Executive Director Kirsten Wageman leads a pantry tour of SnowCap. STAFF/2018

Executive Director Kirsten Wageman leads a pantry tour of SnowCap.

For more than 50 years, SnowCap Community Charities has been feeding and clothing their neighbors in east and mid-Multnomah County, often without anyone even noticing or being aware of their existence. They took a step to change that on a cloudy Friday afternoon this past month, holding a pop-up barbecue to thank their volunteers and donors as well as treat their normal clientele to a social event.

The cookout was attended by a healthy crowd representing a broad cross-section of the different types of stakeholders involved in the charity. There was a buffet with meat and veggie burgers, as well as hot dogs, all the fixings one could hope for, fresh fruit, baked goods and other treats. SnowCap staff and volunteers were working the grill, handing out food and enjoying the day with the clients seated in the garden. In addition to housing their robust food and clothing services, SnowCap also has an overflowing community garden tended by their clients.

SnowCap achieved the successful turnout for this event largely through the same methods with which they’ve thrived for over half a century: word of mouth and a great reputation. “We are the largest distributor of food assistance in the state of Oregon. We’re founding members of the Oregon Food Bank, so we’ve been serving Multnomah County since 1967,” says Kirsten Wageman, SnowCap’s executive director. The group sprouted from church groups and was one of many Community Action Programs (CAPs) that were a joint strategy for charitable giving and community rehabilitation in the 1960s and 1970s. While nearly all the other CAPs have folded or merged with other organizations, SnowCap continues and now boasts nine full-time staff members and more than a thousand volunteers. “If it happens here, a volunteer probably did it. With only nine of us on staff, it would be impossible [to do all the work on our own],” says Wageman.

SnowCap barely has to advertise its presence or events. Wageman says she doesn’t even know how people know about it to come for help. “We’re not sure, but they all make it here, “says Wageman. “The Oregon Food Bank lists us as a resource; we’re sort of like their model pantry.”

SnowCap has a unique system wherein clients are free to come once a month and collect three to five days’ worth of food, plus clothing and often toiletries and other sundry goods. Further setting apart their system is that the clients can come and “shop” for goods in a pantry that resembles a supermarket. This focus on freedom and dignity for the clients is one of the things that make the charity so long-standing and beloved by the people who support it.

Marsha Kitchen was one of the many donors who dropped by to have something to eat and see the fruits of their charitable donations. “We became acquainted with the organization through church, and we love how they work,” says Kitchen. “They’re just so responsive. And they’re good stewards of all that they have, and that means a lot to my husband and me. It’s been a good partnership.”

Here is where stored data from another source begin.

PR #1149, opened 2026-08-24
fix(fleet): claim release, same-node reconcile steal, --no-fleet-claim

### LINKED ISSUE #1141: fleet claims: crash self-lockout needs a CLI release and same-node reconcile steal
Follow-up from the #1140 (Phase 4, #1125) correctness review. Epic #1121.

## Problem
A run killed with SIGKILL leaves an unexpired hub claim owned by its own node with a dead holder token. The next `brigade run` in that repo hits acquire's UPSERT guard (unexpired, token mismatch), gets 409, and exits 2 with "claimed by node <itself>". Phase 1's lease reconcile frees the local run.lock for a dead owner immediately, but nothing frees the hub row, so the machine is locked out of its own repo for the residual TTL (600-900s). `brigade fleet claims` can only list; there is no release, no `--force`, and no `--no-claim` escape. The only manual out is editing the hub SQLite.

## Fix
- `brigade fleet claims --release <target>` (bearer-authed, owner_node must match unless `--force`).
- When the local lease reconcile determines the previous owner on this node is dead, allow a same-`owner_node` steal on acquire (new holder token) instead of a 409.
- A `--no-fleet-claim` run flag as the documented escape hatch.

## Acceptance
- SIGKILL a run, start another in the same repo on the same node: proceeds without waiting for TTL.
- Releasing another node's claim without `--force` is refused.

solomonneas:
Fixes #1141 (follow-up to the #1140 / Phase 4 correctness review, epic #1121).

## Problem
A run killed with SIGKILL leaves an unexpired hub claim owned by its own node with a dead holder token. The next `brigade run` in that repo hits acquire's UPSERT guard, gets 409 "claimed by node <itself>", and the machine is locked out of its own repo for the residual TTL (600-900s). The only manual out was editing the hub SQLite.

## Fix
**(a) `brigade fleet claims --release <target> [--force] [--json]`** — bearer-authed. `POST /claims` `release` gains a `scope` field: `"node"` deletes the row without a holder token *only* when the caller's `node_id` owns it (another node's claim → 409 naming its owner); `"force"` deletes whoever holds it. `holder` is optional for those scopes; `renew` is never widened (a token-less renew would let any same-node process keep a claim alive). The deleted row comes back as `claim`.

**(b) same-node supersede on acquire** — `runguard.run_lock` gains an `on_reconcile` callback that fires for each dead-owner lock the acquire reconciled. `brigade run` feeds that verdict into `fleet_client.repo_claim(supersede_same_node=...)`: the acquire is sent with `scope: "node"`, and the hub replaces an unexpired claim owned by the *same* `node_id` under the new token (response carries the replaced row as `superseded`; logged once). Never another node's claim. A same-node claim with no dead lock to vouch for it (sibling run, or a run already `runs recover`ed) is still refused — the error now names `brigade fleet claims --release <target>` and `--no-fleet-claim` instead of "wait for TTL".

**(c) `brigade run --no-fleet-claim`** — skips the hub claim, relies on the local run lock alone, one WARNING on `brigade.fleet`; forwarded to the detached child.

## Tests (`tests/test_fleet_claim_release.py`, 17 new)
- Hub: node-scope acquire supersedes own dead holder only (other node still 409; dead token fenced out of renew; idempotent retry reports nothing superseded); node-scope release needs no token but same owner; force releases any owner; scope validation (force on acquire, node on renew, bogus, token-less holder release, `unknown` node).
- Client: token-less release by node/force; `repo_claim(supersede_same_node=True)` supersedes + logs once; refusal hint names the way out; supersede never steals another node.
- CLI: own-node release text + JSON; **another node's claim refused without `--force`** (claim survives), then `--force` frees it; missing target, `--force` misuse (exit 2), no identity, hub down, no hub.
- Dispatch: **SIGKILL-style** — dead-pid `run.lock` + unexpired own-node claim (default 900s TTL) → `brigade run` proceeds, asserts elapsed < TTL/10, dead run terminalized, claim released on exit; own stale claim *without* a dead lock still refused with hint; dead lock never steals another node's claim; `--no-fleet-claim` runs past another node's claim, leaves it untouched, logs exactly once; detached argv forwarding; `run_lock(on_reconcile=)` fires for a dead owner, not for free/live locks.

## Verification
```
ruff format / ruff check  — clean (touched files)
mypy src/brigade/{runguard,fleet_hub,fleet_client,cli/fleet,cli/run}.py — Success: no issues found in 5 source files
PYTHONPATH=src .venv/bin/python -m pytest tests/test_fleet_claims.py tests/test_fleet_sync.py tests/test_fleet_claim_release.py -q
  103 passed in 46.16s
+ tests/test_runguard.py tests/test_run_detach.py (run_lock / detach argv seams): 257 passed total
BRIGADE_EXTRAS=1 brigade roadmap commands --write — no diff (inventory lists command paths, not flags); --check clean
```

Docs: CHANGELOG (Unreleased / Fixed), `docs/fleet-sync.md` (Phase 4 surface section; Phase 4 table row updated from "not started" to shipped since #1140 merged), `docs/technical-guide.md` (`--no-fleet-claim` in the common run flags).


solomonneas:
Correctness probe (Opus, read-only) on bf030169. Verdict: HOLD on finding 1 (supersede evidence is keyed to the lock path while the steal acts on the claim target; nothing links them). Findings 2-6 are follow-ups unless cheap.

## Findings
**1. BLOCKING - the supersede's "dead" evidence is keyed to the lock path, but the steal acts on the claim target, and nothing links the two.**
`src/brigade/cli/run.py:547` sets `supersede_same_node=bool(reconciled_dead_owners)`, where the evidence comes from `runguard._acquire_lock` (`src/brigade/runguard.py:1123`) reconciling the lock at `lock_path(cwd)` = `git_root(cwd)/.brigade/run.lock` (absolute path). The claim it then supersedes is keyed by `resolve_claim_target` = the workspace **directory basename** (`src/brigade/fleet_client.py:606-621`). The hub's supersede predicate is `owner_node` equality only (`src/brigade/fleet_hub.py:431`). Nothing on the claim row records which run/lock owns it, so the hub cannot verify the reconciled lock is the superseded claim's holder.
Failure scenario: node N has `~/a/api` and `~/b/api` (same basename, both falling back to the per-user `~/.brigade/node.toml` identity, which is the default when a workspace has no `node.toml`). A live run in `~/a/api` holds claim `api`. A new run starts in `~/b/api`; its own lock happens to be dead-owned from an earlier crash, so `on_reconcile` fires and the acquire goes out with `scope: "node"`. The hub replaces the **live** run's row. The victim's next renew gets 409 `held` → `_renew_loop` logs "lost ownership" and returns without re-acquiring (`fleet_client.py:910-916`; only `reason == "missing"` re-acquires). Both runs now proceed on the same claim target with no arbitration, permanently.
Same defect with a nastier blast radius: `node.ensure_identity` deliberately keeps a stored `node_id` "unchanged even when hostname or platform have drifted" (`src/brigade/node.py:146-157`), so a cloned VM image or an rsynced `~/.brigade` gives two physical machines one `node_id`. Machine 2 reconciling its own local dead lock then supersedes machine 1's unexpired claim - the exact invariant the hub is supposed to hold. Local pid liveness proves nothing about the other machine.
Cheap fixes, in order of strength: (a) store the acquiring run's lock `owner_token` (or run_dir) on the claim row and require the client to present the reconciled dead owner's token, so the supersede matches an exact row; (b) failing that, send the reconciled lock's `acquired_at` and refuse to supersede a claim acquired *after* the dead run died - that alone kills the "stole a claim created later by a live sibling" case. No test covers the target-vs-lock-path mismatch today; `TestDispatchRecovery` only exercises one workspace.
**2. `brigade fleet claims --release` has no liveness evidence and no confirmation.**
`src/brigade/cli/fleet.py:135-136` resolves a node id and immediately issues the token-less delete; the hub deletes any row matching `owner_node` (`fleet_hub.py:486`). Nothing checks whether a run is actually alive. Failure scenario: an operator releases a target whose run is hung-but-alive; the live run's heartbeat sees 409/missing and (if another machine acquires first) logs "lost ownership" and continues unarbitrated while the other machine starts on the same repo. Partial mitigation exists by accident: if nobody else claims it within ttl/3, the victim's re-acquire path self-heals. Suggest refusing a non-`--force` release when `runguard` reports a live owner on that workspace's run lock - that is also what would make `--force` mean something.
**3. `owner_node` is caller-asserted; `--force` is gated only in argparse. Acceptable, but the docstrings overstate the guarantee.**
Auth is one shared bearer token, so any fleet member can post `scope: "node"` with someone else's `node_id` and supersede or release their unexpired claim - and `scope: "force"` is available to any token holder regardless of the CLI flag. This is not a *new* trust boundary (the token already authorizes arbitrary claims and events, and `--force` is intentionally offered), so I would not block on it. But `fleet_hub.py:23-33` still reads "an unexpired one is never silently stolen" / "never another node's", and the CHANGELOG repeats it, which is now only true for honest clients. Say so explicitly in the module docstring: `scope` is an intent marker, not an authorization.
**4. Minor - `--release` resolves the node id from cwd, not from the target.**
`cli/fleet.py:135` calls `resolve_node_id()` with no `base_path`, so it uses the cwd's nearest workspace `.brigade/node.toml` (or the home fallback). Releasing a target other than the cwd's workspace, when that other workspace has its own `node.toml`, is refused as "held by node X, not this node", pushing the operator to `--force`, which is deliberately over-broad. A `--node` override or resolving from the target's workspace would fix it.
**5. Minor - version skew message.** A token-less release against a pre-#1141 hub fails validation (`holder` required) → 400 → `_claim_op` maps it to `hub-unavailable` → "fleet hub claim release failed: claim field 'holder' must be a non-empty string", which reads like a client bug rather than "your hub is too old."
**6. Cosmetic - the supersede warning can be lost.** If the first `scope: "node"` acquire commits but the response is lost, the retry (`fleet_client.py:844`) sees `prior[7] == holder` and returns no `superseded`, so the steal happens with no log line.
## Checked and clean
- Hub SQL is correct: `prior[7]` is genuinely `holder_token` (`_fetch_claim` selects it as index 7), placeholder/param counts match (11/11), `renew` is never widened, `CLAIM_ACTION_SCOPES` rejects `acquire`+`force` and `renew`+`node`, and `holder=None` is accepted only for a non-holder release.
- Fenced release still requires the token; a superseded run's own exit-release is a no-op 409 and does not delete the new owner's row.
- Fail-open contract intact: `repo_claim`'s `hub-unavailable`, double-`missing`, `no-hub`, and `no-identity` paths are unchanged; the orphan-release retry still uses holder scope. The no-hub path is untouched.
- `--no-fleet-claim` does log (one `WARNING` on `brigade.fleet`; no `basicConfig`/`NullHandler` anywhere, so `lastResort` puts it on stderr) and is forwarded to the detached child. Not recorded in `run.json`, but neither is a successful claim, so that is consistent rather than a regression.
- The detach path returns before `run_lock`, so a detached child does not spuriously enter supersede mode. `RetainRunLockError` unwinds the claim before retaining the lock, so no claim is held without its lock.
- Tests cover both refusal directions (other node's claim, own claim with no dead lock), idempotent retry, `--force`, scope validation, and the `on_reconcile` negative cases.
**HOLD** - blocking on finding 1: tie the supersede to the claim it claims to be superseding (dead owner's lock token stored on the row, or at minimum an `acquired_at` ordering check), and add a test where the reconciled lock and the superseded claim target belong to different directories. Findings 2-6 are follow-ups. If you judge same-basename workspaces and cloned `node.toml` out of scope for this fleet, finding 1 downgrades to a follow-up and this merges - but say so in the issue rather than leaving the docstring guarantee unqualified.

solomonneas:
Addressed the HOLD in 94cbc4db.

**1 (blocking) — supersede now matches the exact claim row.** Every claim row records the acquiring run's `run.lock` lease (`lock_token`, `lock_acquired_at`, `lock_run_dir`; hub schema v3, never serialized; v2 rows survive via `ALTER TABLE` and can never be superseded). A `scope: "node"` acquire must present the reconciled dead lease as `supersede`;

At the barbecue, there were also boxes prepared with special items, toiletries and other non-food necessities. There was also a cart full of tomato and sweet potato vegetable starts, which were given away to anyone wanting to grow some food at home. While these other items were featured today, food and clothing are really the mainstays that SnowCap works with. “We stay laser-focused on those two things, because we feel like we do a good job,” says Wageman, who was flanked by her young daughter and a host of friends as she ate, laughed and led tours of the facilities for the many donors, like Marsha Kitchen, who had never even seen the operation up close, despite providing years of financial support.

Rounding out the colorful assortment of Portlanders enjoying the day were the firemen and the mermaids. A local unit and their truck represented Portland Fire Bureau, which was a hit with many of the children and seniors present. Meanwhile, holding court in the garden was Grandmer Orchid and Yl’luria Watersong, who were hanging out, posing for pictures and entertaining both young and old. The two are part of Portland’s bustling mermaid performance art scene and donated their time to SnowCap for the day.

Currently, food and clothing donations, as well as support from donors and volunteers, is very strong, and SnowCap is always accepting new clients. “Anyone who lives east of 82nd Avenue and within Multnomah County is welcome to come once a month,” says Wageman. “We’re a very stable organization; we’re not always doing the newest thing, but we’re always providing food, and we’ve never had to shut our doors from running out.”